Stop right there. Only moments ago, we were told that at most one packet may terminate in any page. There can be no “subsequent packets that terminate within the same page.” That sentence provides nothing but confusion. Perhaps an earlier version of the specification allowed multiple packets per page, and this statement was accidentally left behind.
Finally, we arrive at the definition of the timestamp value itself. Like for Theora, the 64-bit value is made up from several sub-fields. The Dirac spec is agreeably terse in its description:
The granule position is composed of the following:
- Picture number (in display order). When picture_coding_mode = 0 (progressive), pt increments by two for each picture in display order. When picture_coding_mode = 1 (interlace), pt increments by one for each field in display order.
- Number of pictures in coded order (equal to number of packets) since an appropriate sync point that allows for correct decoding of pt. This field is split into two parts, dist_h and dist_l. dist = (dist_h << 8)|dist_l
- Delay (in pictures) between decoding time and presentation time of pt.

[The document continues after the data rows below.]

PR #433, opened 2026-06-22
Here’s a fairly complete zhCN translation.

myxiaomenya-glitch:
I found that using the original zhCN code would cause most translations to fail to load. So I revised the code to load this Lua file automatically when it detects the WoW client language is set to zhCN.


Shiyan66666:
哥么求你别偷我代码乱发了，这还是我好几个版本前的代码了，很多翻译也是我自己都没核对的。

PR #440, opened 2026-06-23
Fix damage meters ignoring locale translations

myxiaomenya-glitch:
Previously, EllesmereUIDamageMeters had all display strings hardcoded in English, completely ignoring the L() locale system. zhCN, zhTW, and koKR locale files already contained translations for all damage meter strings, but they were never called.

Changes:
- Added `local L = _G.EllesmereUI.L` reference
- Replaced all hardcoded English strings with L() calls, including:
  - Window titles (Damage Done, Healing Done, etc.)
  - Right-click context menu (Damage, Healing, Actions, Off)
  - Mythic+ auto-start config menu
  - Session type labels and "Overall" prefix
  - Window management tooltips (New Window / Close Window)

No risk to other languages — L() returns the original English string as silent fallback when a key is missing from a locale file (deDE, esES, frFR, itIT, ptBR, ruRU).


EllesmereGaming:
couldn't auto merge due to formatting issue, but I manually merged so all the changes will be in next patch thank you!

PR #445, opened 2026-06-24
Add Mage Remove Curse to HoverCast dispel bindings

nulltyto:
## Problem

Mages have no entry in `DISPEL_SPELLS` (`EUI_RaidFrames_ClickCast.lua`), so a mage who binds the Raid Frames → HoverCast **dispel** action gets:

These values shall be packed into granule position as follows:6 3 3 2 2 2 3 1 0 9 2 1 9 8 7 0 +---------------------------------+-+--------+-------------+-+--------+ | pt - delay |0| dist_h | delay |0| dist_l | +---------------------------------+-+--------+-------------+-+--------+ |<---------------- high_word --------------->|<------ low_word ------>|
In other words, the stored value encodes the DTS of the frame and the difference between DTS and PTS. What the text fails to relay is whether this time refers to the start or end of the display interval of the frame.
Once despised, now embraced, by Xiph, OGM is a scheme for storing any Microsoft Directshow-compatible data in an Ogg container. A formal specification does not exist, so the only means of obtaining information about this format is to read the oggds source code.
The oggds code incorrectly relates Vorbis timestamps to the beginning of packets, not the end, and non-Vorbis packets are handled in the same fashion. The practical implication of this is that software must treat OGM streams specially, even when they contain Vorbis audio.
Criticism of Ogg’s timestamping approach is all well and fair – it has been developed with Vorbis in mind only and the other codecs and their respective requirements came later, thus requiring e.g. the complex mappings for Theora and Dirac.
However, I’d like to clarify some history that is mentioned on the side here:
* Dirac is not the only codec developed outside Xiph – every codec apart from Vorbis was originally developed outside Xiph and later created a Ogg mapping and joined Xiph. FLAC indeed continues to have a life of its own with .flac files not encapsulated in Ogg and Speex is being used more in VoIP applications without the Ogg encapsulation.
* OGM is not really “embraced” by Xiph.Org – the oggds code after having been donated by Tobias is in the Xiph svn repository, but there is no maintainer. In fact, for windows directshow filter support, the oggcodecs code is now the preferred code, and for srt in Ogg Theora … well, there’ll be something new soon.
I suggest you get involved with the xiph community at [email protected] to express your problems and help fix some of the issues you mentioned. It’s an open source community after all, so open for input. :-)
You are correct about the non-Xiph origins of some of the codecs. However, Dirac is to my knowledge the only codec with an Ogg mapping not linked from the xiph.org web page.